Overall this is a "high end" PC for my use cases simply due to the GTX 980's outstanding performance and the fact that most games I play are GPU-bound. This PC would be overkill for game development.

- Take all benchmarks with a grain of salt; I have had a perfect time with AMD processors even though they look terrible according to benchmarks.
- AMD CPUs and compatible motherboards are MUCH cheaper than Intel's.
- AMD's motherboard chipset drivers are much more reliable than Intel's. Intel tends to be really flaky when it comes to drivers.
- Nvidia is far better at supporting new games with updated drivers than AMD is. However, as a game developer you MUST test on both.
- For game development, buy midrange GPUs of both brands so you can tune your performance and cater to a larger audience.
- Try to get your game to use 4GB or less. The more RAM you use the more likely you will cause your players' unknown amount of RAM to start paging to disk, which kills performance.

#5292341 What is the top factor for MMO engines limiting world size?

Posted by on 18 May 2016 - 02:47 PM

If the game world was huge you could travel for hours before encountering another player, and all the players would congregate in cities leaving the rest of the game world a boring empty ghost town.

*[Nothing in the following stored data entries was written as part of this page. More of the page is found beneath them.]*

PR #555, opened 2022-03-15
AMMv2 remove input arrays from StableMath

RedFox20:


contracts/amm/math/StableMath.sol
```diff
@@ -62,11 +53,11 @@ library StableMath {
...
         uint256 ampTimesTotal = amplificationParameter * numTokens;
 
+        // TODO: Cleanup & simplify math
         for (uint256 i = 0; i < 255; i++) {
-            uint256 P_D = balances[0] * numTokens;
-            for (uint256 j = 1; j < numTokens; j++) {
-                P_D = Math.div(P_D * balances[j] * numTokens, invariant, roundUp);
-            }
+            uint256 P_D = balance0 * numTokens;
+            P_D = Math.div(P_D * balance1 * numTokens, invariant, roundUp);
```
RedFox20, line 59: I did not want to simplify & optimize math yet, to avoid potential mistakes

contracts/amm/math/StableMath.sol
```diff
@@ -51,8 +42,8 @@ library StableMath {
 
         // We support rounding up or down.
 
-        uint256 numTokens = balances.length;
-        uint256 sum = sumElements(balances);
+        uint256 numTokens = 2;
```
axic, line 45: Gas wise making this a contract/file-level constant could ensure it is always used as a constant and not a stack item.

contracts/amm/math/StableMath.sol
```diff
@@ -112,30 +100,27 @@ library StableMath {
...
         // Given that we need to have a greater final balance out, the invariant needs to be rounded up
-        uint256 invariant = _calculateInvariant(amplificationParameter, balances, true);
-
-        balances[tokenIndexIn] = balances[tokenIndexIn] + tokenAmountIn;
+        uint256 invariant = _calculateInvariant(amplificationParameter, balance0, balance1, true);
 
         uint256 finalBalanceOut = _getTokenBalanceGivenInvariantAndAllOtherBalances(
             amplificationParameter,
-            balances,
+            tokenIndexIn == 0 ? balance0 + tokenAmountIn : balance0,
```
axic, line 107: Why not just have `balance0 += tokenAmountIn`, etc outside?

RedFox20: It's not a good habit to change input parameter values. Can lead to really annoying bugs in my experience, especially when working in a large team

test/amm/StableMath.test.ts
```diff
@@ -87,7 +87,7 @@ describe('StableMath', () =>
 
   it('invariant reverts if it does not converge', async () =>
   {
-    await expect(mockMath.invariant(amp(5000), [fp(0.00001), fp(1200000), fp(300)], true))
+    await expect(mockMath.invariant(amp(50000), [fp(1.777777777777), fp(18181818181818181818)], true))
```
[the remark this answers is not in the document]
RedFox20: To make it really hard to converge. The difference between those numbers is really huge, and the large amp value makes it worse. So the loop will iterate 255 times an then revert with no convergence

contracts/amm/math/StableMath.sol
```diff
@@ -12,21 +12,11 @@ library StableMath {
     uint256 internal constant _MAX_AMP = 5000;
     uint256 internal constant _AMP_PRECISION = 1e3;
 
-    uint256 internal constant _MAX_STABLE_TOKENS = 5;
-
```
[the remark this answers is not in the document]
RedFox20: I'll add that in quick 💯

mijovic (approved):

contracts/amm/math/StableMath.sol
axic: Yeah, except gas wise it makes sense 😬

contracts/amm/math/StableMath.sol
```diff
@@ -112,30 +101,27 @@ library StableMath {
...
-        uint256 invariant = _calculateInvariant(amplificationParameter, balances, true);
-
-        balances[tokenIndexIn] = balances[tokenIndexIn] + tokenAmountIn;
+        uint256 invariant = _calculateInvariant(amplificationParameter, balance0, balance1, true);
 
         uint256 finalBalanceOut = _getTokenBalanceGivenInvariantAndAllOtherBalances(
             amplificationParameter,
-            balances,
+            tokenIndexIn == 0 ? balance0 + tokenAmountIn : balance0,
+            tokenIndexIn == 0 ? balance1 : balance1 + tokenAmountIn,
```
axic, line 109: Realised that probably making this one `tokenIndexIn == 1 ? balance1 + ...` would have improved readability for me, but it is arguable.

RedFox20: I think I'm going to try and do that soon. We only need one parameter for tokenIndexIn, since outIndex is implied. So this will make a lot of similar code much nicer 👍🏻

PR #556, opened 2022-03-15
fix: Update NatSpec comments

StefanVitor:


contracts/ITempusPool.sol
```diff
@@ -204,6 +206,7 @@ interface ITempusPool is ITempusFees, IVersioned {
     ) external view returns (uint256);
 
     /// Gets the amount of Principals and Yields for exact amountOut(YBT/BT)
+    ///       NOTE This function can be called only before maturity
```
mijovic, line 209:
```suggestion
    /// This function can be called only before maturity
```

contracts/ITempusPool.sol
```diff
@@ -204,6 +206,7 @@ interface ITempusPool is ITempusFees, IVersioned {
     ) external view returns (uint256);
 
     /// Gets the amount of Principals and Yields for exact amountOut(YBT/BT)
```
mijovic, line 208:
```suggestion
    /// @dev Gets the amount of Principals and Yields for exact amountOut(YBT/BT)
```

mijovic:
Please rebase and squash commits. We need to get rid of merge commit from master, as we never merge mater to branches, we always rebase

mijovic (approved):

PR #557, opened 2022-03-17
Amm stablemath tests

RedFox20:


test/amm/StableMath.test.ts
```diff
@@ -0,0 +1,127 @@
...
+    }
+    for (let i = 0; i < actualArr.length; ++i) {
+      expectEqual(actualArr[i], expectArr[i]);
+    }
+  }
+}
+
+describe.only('StableMath', () =>
+{
+  let mock:Contract;
```
mijovic, line 50: Maybe?
```suggestion
  let mockMath:Contract;
```

test/amm/StableMath.test.ts
```diff
@@ -0,0 +1,127 @@
...
+
+  it('tokenOutGivenExactBptIn', async () =>
+  {
+    const equal = (...args:any[]) => expectEquals(mock.tokenOutGivenExactBptIn, calcTokenOutGivenExactBptIn, ...args);
+    await equal(amp(100), /*balances*/[fp(10), fp(11)], /*tokenIndex*/0, fp(100), fp(10000), fp(0.1));
+  });
+
+  it('tokensOutGivenExactBptIn', async () =>
+  {
+    const equal = (...args:any[]) => expectEquals(mock.tokensOutGivenExactBptIn, calcTokensOutGivenExactBptIn, ...args);
```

You've just described Elite: Dangerous! :)

#5290158 Colorimetry: Violet

Posted by on 04 May 2016 - 05:09 PM


The cells receive WIDE ranges of frequencies that all overlap (see the frequency response graph on the right of that section). If they received a narrow range, "visible spectrum" would be constrained to those small slices of wavelengths. Each cone variant is biased towards a particular frequency range, but it can still receive the other frequencies as well.

The 'colors' we see are the ratios between the strengths that the different *overlapping* cone types receive. This is also why the RGB output of monitors APPEAR to reproduce colors representing frequencies that they don't actually emit.

#5290156 How can I share a .exe game?

Posted by on 04 May 2016 - 05:05 PM

You could use an obfuscator to make decompiling slightly more of a hassle.